Thursday, August 20, 2015

Congestion Control for Large-Scale RDMA Deployments

Yibo Zhu (Microsoft) (U.C. Santa Barbara), Haggai Eran (Mellanox), Daniel Firestone (Microsoft), Chuanxiong Guo (Microsoft), Marina Lipshteyn (Microsoft), Yehonatan Liron (Mellanox), Jitendra Padhye (Microsoft), Shachar Raindel (Mellanox), Mohamad Haj Yahia (Mellanox), Ming Zhang (Microsoft).

Paper:
http://conferences.sigcomm.org/sigcomm/2015/pdf/papers/p523.pdf

Public review:
http://conferences.sigcomm.org/sigcomm/2015/pdf/reviews/204pr.pdf

The goal of a network in a datacenter environment is to provide ultra-low latency, high throughput, and low CPU overhead. Current TCP/IP stack is too heavy. Remote Direct Memory Acess (RDMA) is another network paradigm where data are transferred from network interface cards (NICs) using a read/send memory commands that bypasses OS. Priority-based Flow Control (PFC) is used to avoid buffer overflow at switches, but it might lead to poor performance.

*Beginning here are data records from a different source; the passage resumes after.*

PR #11444, opened 2024-07-10
chore: don't log more than 100 pages per route

ascorbic:
## Changes

Currently we log every page generated, which is fine in most cases, but for very large sites is useless, makes the logs hard to use and can affect performance. This PR caps this to 100 pages per route, after which it displays a summary instead.

## Testing

Most easily tested with the benchmark scripts.

### DIFF
--- a/packages/astro/src/core/build/generate.ts
+++ b/packages/astro/src/core/build/generate.ts
@@ -237,6 +237,10 @@ async function generatePage(
 		const paths = await getPathsForRoute(route, pageModule, pipeline, builtPaths);
 		let timeStart = performance.now();
 		let prevTimeEnd = timeStart;
+
+		const shouldTruncate =
+			pipeline.logger.options.level !== 'debug' && paths.length > maxPathsToLog;
+
 		for (let i = 0; i < paths.length; i++) {
 			const path = paths[i];
 			pipeline.logger.debug('build', `Generating: ${path}`);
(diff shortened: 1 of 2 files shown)


packages/astro/src/core/build/generate.ts
```diff
@@ -223,6 +223,9 @@ async function generatePage(
 		styles,
 		mod: pageModule,
 	};
+
+	const maxPathsToLog = 100;
```
Princesseuh, line 227: You might want to disable this when verbose mode is enabled. I'm not 100% sure how you get it from here, but a search for `verbose` should hopefully find an example

florian-lefebvre (commented):
Idk, I found it useful when having some weird errors to log on each page and see what slug was failing so not showing them all would make this harder. Maybe a possibility would be to not log more than 100 by default and have an option to have the full log (using `--verbose` or equivalent). Don't forget the changeset!

packages/astro/src/core/build/generate.ts
ascorbic: Done!

ematipico:
This is "potentially" a breaking change because it changes a lot the DX for people. It could potentially be for the docs website, and for people that rely on this log for checking the progress of the build. (I do, in the Biome website)

Also, I wouldn't want to use `--verbose` because that flag literally litters the console, making it difficult to see where the log of the page occurred.

packages/astro/src/core/build/generate.ts
```diff
@@ -234,18 +237,39 @@ async function generatePage(
 		const paths = await getPathsForRoute(route, pageModule, pipeline, builtPaths);
 		let timeStart = performance.now();
 		let prevTimeEnd = timeStart;
+
+		const shouldTruncate =
+			pipeline.logger.options.level !== 'debug' && paths.length > maxPathsToLog;
```
ascorbic, line 242: Log all pages if when verbose mode is enabled

ascorbic:
@ematipico do you think this shouldn;t be done at all, or that it should be in a major, or that there should be a specific config setting to enable or disable it?

ascorbic:
Sounds like this is a whole can of worms and not really worth the change!

ematipico:
I think it's a valuable change, as you said logging can slow down the build and I agree 100%.

I think we should evaluate this change for 5.0, and worth considering a new flag to log all pages.

I know that Fred has strong feelings around logging, so we should make sure to run the suggestion through him

bholmesdev:
I also agree logs can get very noisy about a certain threshold, but I'd want to see which page failed if possible during a build. If the current page could be bubbled into the error logs, I'd be +1 to this change!

bluwy:
I'd lean on not changing this at all to prevent the risk of possibly not logging the current page if an error occurred. Error handling could be tricky and happen anywhere, so keeping the logging as simple as possible would be safest for me.

Princesseuh:
Closing since we won't be doing this, I'm sure improvements could be considered outside of this, though.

Authors developed a congestion control algorithm for RDMA system called Datacenter QCN (DCQCN). It provides end-to-end congestion control. They control switch buffers to avoid PFC. ECN measures per-switch and per-priority queue length. It is a rate-based congestion control scheme. DCQCN keeps PFC and uses ECN and hardware rate-based control. The authors present a fluid model to justify their parameter selection.

DCQCN provides higher throughput and lower instantaneous queue length than NO DCQCN. During presentation, author presented some comparison results between DCQCN and DCTCP which was not originally in the paper but is important. Author claimed DCQCN is more fine control than DCTCP since it is rate-based instead of windows-based.

Q&A
Q1: What in your design is specific?
A: It is deployed in a data center network.

Q2: Did you compare with QCN?
A: Only in L2 domain.
Need to modify NIC ASIC.

Q3: Google says ECN is poor. Use TIMELY. Any comments on that?
A: TIMELY does not guarantee that it will not trigger PFC.